The logic goes like this: The soul that sins shall die. That implies that the soul that doesn't sin won't die. Which means a sinless soul is an immortal soul. We know that Jesus didn't sin. His soul therefore is immortal. But suppose you kill Jesus (the man) - as the world actually did. The only thing you would have killed is his body (just as Matthew says). You were not able to do anything to his soul (again, just as Matthew says). The soul that is now scheduled to die is yours (unless you're forgiven for the murder). But you're still alive (at least for the time being).

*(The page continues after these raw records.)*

Issue #143, opened 2017-11-09
Database float parsing does not work for values with no numbers after a period


bocklund:
Failing test case:

```python
from pycalphad import Database

def test_database_parsing_of_floats_with_no_values_after_decimal():
    """Floating points with no values after the decimal should be properly parsed"""
    tdb_string = """$ The element has no values after the decimal in 5004. causing a failure
ELEMENT CU   FCC_A1           63.546           5004.             33.15      !"""
    dbf = Database.from_string(tdb_string, fmt='tdb')
    assert "CU" in dbf.elements
```

PR #144, opened 2017-11-10
FIX: tdb: Update float parsing regex

richardotis:
FIX: tdb: Update float parsing regex to detect floats with no trailing digits. Fixes gh-143.


richardotis:
Useful site for testing: https://regex101.com/

richardotis:
I think this change caused a 5-10% performance regression in creating Database objects. I'm not sure if it matters that much.

richardotis:
Never mind, I'm getting a lot of scatter in my local unit testing. I think we're fine.

PR #145, opened 2017-11-11
BLD/FIX: appveyor: Bump miniconda to fix broken conda

bocklund:


richardotis:
Looks like conda has dropped py34 support altogether, so the py34 environment is getting updated to py36. The compiler environment is then incompatible.

bocklund:
I updated travis to install and remove gmpy2 so the Mac builds pass. Since this will be documented and we are waiting for sympy to be released for a permanent fix, I think it's a reasonable work around. 

@richardotis ok to merge? If so, I'll rebase my other PRs on this

Issue #139, opened 2017-11-05
Documentation nits for 0.6


richardotis:
Due to a more complicated upstream packaging environment and new dependencies in 0.6, users are more likely than ever to encounter snags when trying to install and use pycalphad. Since upstream patches take a while to make it through a largely volunteer-driven QA process, the best thing we can do is try to mitigate the issue in our installation instructions.

Below is a list of issues users are likely to encounter, and the corresponding workaround. These need to make it into the documentation with the release of 0.6.

- **Problem** (during calculation): `TypeError: argument is not an mpz`
- **Solution**: Once sympy/sympy#13530 is merged and released, users should update sympy. Until then, users can remove the `gmpy2` package from their Python environment to fix the issue. Alternatively, users can set the environment variable `MPMATH_NOGMPY` to a non-zero value.

- **Problem** (during installation via pip): `src/cyipopt.c:239:29: fatal error: IpStdCInterface.h: No such file or directory`
- **Solution**: The library IPOPT is a new dependency in pycalphad 0.6 and requires installation of an external library not available on PyPI. This error message means IPOPT is either not installed or not in your PATH. IPOPT installation instructions are available at https://www.coin-or.org/Ipopt/documentation/node10.html - however, users (especially users on Windows) are strongly encouraged to use the Anaconda installation instructions for pycalphad instead. `conda install pycalphad` and `conda update pycalphad` will automatically install IPOPT on all platforms.

@bocklund We need to wrap up what you started in https://github.com/pycalphad/pycalphad/commit/b67675fad68364224931eea5d7e91fbaaa0a44e3 and include the feedback from #126

Issue #134, opened 2017-09-27
Document the pycalphad xarray datasets


bocklund:

richardotis:
Closest attempt at it so far: https://openresearchsoftware.metajnl.com/articles/10.5334/jors.140/#F3

amjokisaari:
It's definitely helpful (I've been referring to the paper, etc before
asking questions) but it's not complete.  The biggest thing missing here
(for me as a newbie to the project) is that "X" and "Y" are not also
described there.

Issue #128, opened 2017-09-21
Graphs are sometimes cut off when saved


amjokisaari:
The right-hand information (like a legend) or the bottom axis title is sometimes cut off when saving the figure to a png.  Saving as an svg seems to include the information so that it can be moved/edited, but that's not ideal.

bocklund:
Looks like [this SO answer](https://stackoverflow.com/a/25344713/5106932) might provide some insight. Basically in `plt.savefig` use the `bbox_extra_artists` and `bbox_inches='tight'` arguments. Not clear if we can do this automatically, but it's a starting point.

amjokisaari:
Thanks for this.  With Python 2.7.13 and pycalphad 0.5.2, all I need to do is add the bbox_inches='tight' to the savefig command.

bocklund:
I think the only options for enforcing this would be to patch the figure object so that the `bbox_inches='tight'` argument is automatically applied. Since that's not very predictable behavior, the upcoming documentation updates will have some kind of troubleshooting/faq page with this in it.

richardotis:
Is it possible to modify the matplotlib options in a supported way via some global settings object?

bocklund:
Yeah you can technically use the [matplotlib rc](https://matplotlib.org/users/customizing.html):

```
import matplotlib as mpl
mpl.rcParams['savefig.bbox'] = 'tight'
```

The question is whether we *should* do this or not.

richardotis:
How about check the value and warn the user if it isn't set?

bocklund:
On import? I think import spam is kind of annoying

bocklund:
Hard to anticipate if users will be using `savefig`. If they aren't we probably don't want to warn them

richardotis:
I mean, inside eqplot is it possible?

bocklund:
We could warn inside eqplot, but I'm thinking that I call savefig only a small fraction of the time I use eqplot because I work in the notebook so often.

amjokisaari:
Maybe it's not worth trying to fix, but add it into documentation somewhere?  ("Exporting figures" section?)

PR #146, opened 2017-11-12
Update installation and add FAQ. Handle warnings

### LINKED ISSUE #126: Introduction/Installation/Getting Started documentation
Various suggestions to improve the documentation for introduction/installation/getting started:

- The conda installation instructions work for Linux as well as Windows.  This could be slightly confusing for new users.

- May want to indicate that conda may install in root and that users may need to sudo chown -r <usr> /path/to/conda in order to actually create new conda environments

- May wish to include a note about the possible gmpy2 incompatibility (though that seems to be fixed in version 0.5.2)

- May wish to indicate that the stable version does not ship with tests, or add a test suite (to keep someone from wasting time looking for how to test...); or indicate that you should at least run all the examples

- May wish to indicate that the dask warning for v0.5.2 is going to dealt with

- Indicate to users that mpicc may not be appropriate; and to use standard gcc compiler (for example, MOOSE will default load moose-dev-gcc module; this should be module purged before using pycalphad)

- Include information as to whether pycalphad can/should run in parallel or not; and if so, how to do so

- May want to include information as to how long computations for the example problems take (give reasonable expectations for performance)

bocklund:
Fixes gh-126, fixes gh-128, fixes gh-134, and fixes gh-139

Regarding points in #126:

* Update installation to first suggest anaconda installation for all platforms. Also update the development mode, because conda-build is not well maintained for using development mode in environments. Suggested to use pip or setup.py in conda/conda-build#1992

This PR updates the installation guide with step by step instructions for all platforms, but emphasizing Anaconda. It is now more clear that you can use either distribution to install pycalphad. 

The installation includes the caveats of the Ipopt installation situation for pip installation and develop mode, as well as a Anaconda alternative to develop mode. 

* Add page describing parallelism with dask

This is in the newly added FAQ

* Estimate of computation time in the examples (roughly ~1 minute accuracy)

A brief statement of computation time and the implications for binplot/ternplot were added to the FAQ.

* (Possible) mention which warnings are normal to see, including convergence failures. Where should this go?

I did not handle the convergence failures (Ipopt should make them more rare). This commit explicitly adds code to filter out the NumPy warnings and fixes the dask import warning that users have been seeing and bumps the dask version accordingly. (Python 3.7 will make async a keyword (see https://bugs.python.org/issue30406). This means dask had to rename their async module to local to avoid having a module name be a keyword and users have been seeing warnings about the import. This commit updates the import from dask.async.get_sync to dask.local.get_sync and bumps the requirements to dask>=0.15.). 

#139: Addressed simultaneously with #126 

#128: added to FAQ

#134: Added a UsingCalculationResults example notebook (and generated docs) that goes through the calculate and equilibrium datasets and describes them fully. Also provides some brief examples of how one would select and mask using xarray.

### DIFF
--- a/docs/faq.rst
+++ b/docs/faq.rst
@@ -3,6 +3,14 @@
 FAQ
 ===
 
+What units does pycalphad use?
+------------------------------
+
+* All units are SI units.
+* Molar quantities are used for state variables, e.g. energy has units ``J/mol``.
+* Composition and site occupancies are mole fractions.
+
+
 Is any parallelism supported in pycalphad?
 ------------------------------------------
 
--- a/docs/faq.rst
+++ b/docs/faq.rst
@@ -54,3 +54,15 @@ The fix has been copmleted, but not yet released. While the fix is not released,
 removing the gmpy2 package from their Python environment (e.g.
 ``conda remove --force gmpy2``) will fix the error. Alternatively, setting the
 environment variable ``MPMATH_NOGMPY`` to a non-zero value will fix the error.
+
+
+Text is sometimes cut off when saving figures
+---------------------------------------------
+
+Occasionally when saving images with the matplotlib function ``plt.savefig``, axis titles and legends are cut off.
+
+This can be fixed
+
+* Per function call by passing ``bbox_inches='tight'`` keyword argument to ``plt.savefig``
+* Locally by running ``import matplotlib as mpl; mpl.rcParams['savefig.bbox'] = 'tight'``
+* Permanently by adding ``savefig.bbox : tight`` to your `matplotlibrc file <https://matplotlib.org/users/customizing.html>`_.
--- a/docs/faq.rst
+++ b/docs/faq.rst
@@ -1,0 +1,35 @@
+.. title:: FAQ
+
+FAQ
+===
+
+Is any parallelism supported in pycalphad?
+------------------------------------------
+
+Equilibrium calculations in pycalphad can be parallelized using `dask <http://dask.pydata.org/en/latest/>`_ out of the box.
+Several schedules are supported in `dask <http://dask.pydata.org/en/latest/scheduler-overview.html>`_
+and some have been `benchmarked in pycalphad <https://github.com/pycalphad/pycalphad/issues/101>`_,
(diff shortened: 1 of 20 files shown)


bocklund:
There were some minor code changes, but mostly docs here. I suggest checking out this branch locally and `cd docs`, then building the docs and inspecting them with something like ``sphinx-build . _build/html && cd _build/html && python3 -m http.server && cd ../..``

docs/faq.rst
```diff
@@ -0,0 +1,68 @@
...
+are mapped by the tieline points of the two phase regions, so unless there are
+two phase regions in a very small composition range, only coarse composition
+grids are required for phase diagram calculations.
+
+
+``TypeError: argument is not an mpz`` during a calculation
+----------------------------------------------------------
+
+This is an upstream bug in sympy, where floats are unable to be pickled.
+The fix has been copmleted, but not yet released. While the fix is not released,
```
richardotis: spelling

richardotis:
- Al-Fe phase diagram picture on the index page is a broken link. (It's been that way a while.)
- `Anaconda is a scientific Python distribution by Continuum Analytics.` They call themselves `Anaconda, Inc.` now.
- `This can be fixed` in the FAQ needs a trailing colon.
- All the examples need new titles; shorter would be better. "Calculation" is in almost every one and doesn't help the user very much. (Almost every feature of pycalphad involves calculation.)
- Using Calculation Results: Headings should be `calculate() Results` and `equilibrium() Results` to be unambiguous
-- Masking (mentioned at bottom) needs an example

So Matthew is correct. The soul is something that exists in its own right just as a body does - or just as spirit exists.

What Matthew says is like saying that Davis Robinson is 7'-2" tall. What you said was like saying - "no that's wrong - all you can say is David Robinson is tall." Now you're right - David is tall. But you're wrong - because he is 7'-2".


GreenBranch's picture

Everyone here is including some elements of truth from the Bible. However, God keeps things simpler. Let's use Christ as the example. How does he exist with God? In the word, God uses a lamp to explain his existence, Christ's existence and our existence.

God: The endless life, immortal, invisible and never seen
- John:4:24, 1 John:1:5, 1 Timothy:6:15-16

Christ: The lamp that holds the invisible life itself so all in the universe can actually see God, he changed his lamp from glorious to human when he became Adam #2 for salvation
- Revelation:21:23; Hebrews:1:3; John:1:1-9

The humans are also referred to as lamps
- Proverbs:13:9; Proverbs:20:20

Everyone in the universe borrows from the light/life of the invisible God that lives in Christ to light their lamps;
- John:1:9; Proverbs:20:27;

Everything in the universe exists inside the invisible life including Christ who comes from the invisible/immortal life and possesses it as himself.
- Acts:17:28; 2 Chronicles:6:18; John:14:6-10;

When humans die, the light they borrow returns to God, But the person themselves no longer exists. All that remains is an empty lamp frame. The lamp frame is what humans can touch and destroy which is the body that returns to dirt at death.
- Ecclesiastes:12:6-8

Even Angels can be destroyed because every life in the universe borrows from the eternal, invisible and immortal spirit of life/God to live. Thus Satan and the fallen angels now have an expiration date.
- Matthew:25:41; Revelation:12:12

This is why only Christ could be the payment because in him dwells the immortal and indestructible life. So yes he experienced death but death for him is different from everyone. Meaning the life everyone borrows returns to God; but Christ himself is that life and the possessor of it. Thus, he could only die in his humanity or body
- 2 Corinthians:3:17; John:14:1-9; 1 Peter:3:18

Some translations get 1 Peter:3:19 wrong saying Christ went to talk to the dead. What it's actually saying is that it was by the spirit he spoke to those now dead when they were alive in the days of their rebellion. He did it through Noah: 2 Peter:2:5.

So don't fear the one that can break the lamp and put out the flame. God who lends the flame can always restore the lamp and relight it. Fear God because he can put the flame out and destroy the lamp frame permanently.